Spring snowmelt provides up to 50--80% annual streamflow for much of the western US. However, increasing temperatures and decreasing precipitation have begun to affect the timing and magnitude of this process. This could begin to have serious implications for the region's water resources. Predicting future changes in hydroclimatology will provide a serious challenge for local water resource planners. The goal of this research was to project future changes in local winter and spring air temperature and precipitation along with impacts on stream flow for a typical small snowmelt fed river basin in the western US, the Animas River Basin in SW Colorado.;Following a historical analysis of basinwide hydroclimatology, statistical downscaling increased the resolution of, and built a linear relationship between, historical upper atmospheric reanalysis data to surface level mean air temperature and precipitation for several climate stations located across the basin.
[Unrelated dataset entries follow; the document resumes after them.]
PR #875, opened 2024-03-27
Use component library buttons in email alerts

austensen:
This PR swaps in component-library buttons for all the email alerts work, and creates `<SendNewLink>` that toggles between a "send new link" button -> "✔️ link sent" confirmation. There are also some changes to the reset password and verify pages for expired links for consistency and to update for content doc. 

[sc-13933]
[sc-14169]

PR #879, opened 2024-03-27
More component library button updates

austensen:
Was a bit too hasty in merging in #875 , so this fixes a couple things that either broke or were left out, plus some changes we decided on after. 

* fix some naming consistency for `isEmailResent` that I accidentally left out
* change "signup" toggle back to old style text button
* change user setting edit button to be component library text button
  * fix typo in cancel button type, "button" not "submit"
* change the unsubscribe-all on unsubscribe page to secondary variant

[sc-13933]
[sc-14183]

### DIFF
--- a/client/src/components/UserSettingField.tsx
+++ b/client/src/components/UserSettingField.tsx
@@ -120,7 +120,7 @@ const EmailSettingFieldWithoutI18n = (props: EmailSettingFieldProps) => {
   const { i18n, currentValue, onSubmit } = props;
   const userContext = useContext(UserContext);
   const { email: oldEmail, verified } = userContext.user as JustfixUser;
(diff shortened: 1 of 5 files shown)


client/src/components/UserSettingField.tsx
```diff
@@ -238,7 +238,7 @@ const UserSettingFieldWithoutI18n = (props: UserSettingFieldProps) => {
             <div className="user-setting-actions">
               <Button type="submit" variant="primary" size="small" labelText={i18n._(t`Save`)} />
               <Button
-                type="submit"
+                type="button"
```
kiwansim, line 241: what is the point of specifying `type="button"` on Buttons that aren't `submit` or `reset`? just wondering if i should also have been doing this

kiwansim (approved):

The same technique then increased the resolution of two GCMs from the Intergovernmental Panel on Climate Change (IPCC) over three scenarios using the same relationships between the historical upper atmospheric reanalysis data and the surface station climate data. Snowmelt streamflow magnitude and timing were then projected to 2099 based on their historical relationship to mean monthly winter and spring air temperature and precipitation while the snowmelt runoff model (SRM) projected losses/gains in basinwide snowmelt runoff relative to historical means. Results indicated a shift in both the timing and magnitude of peak spring streamflow resulting from increasing spring temperatures and decreasing winter precipitation across the basin. Despite these initial hydroclimatogical projections, a survey of water resource planners across the Animas River Basin revealed that little climate change research is currently included in basinwide plans. This study can provide local level water resource planners with a framework to incorporating climate change research into future water resource planning, something that is currently lacking in the relevant scientific literature.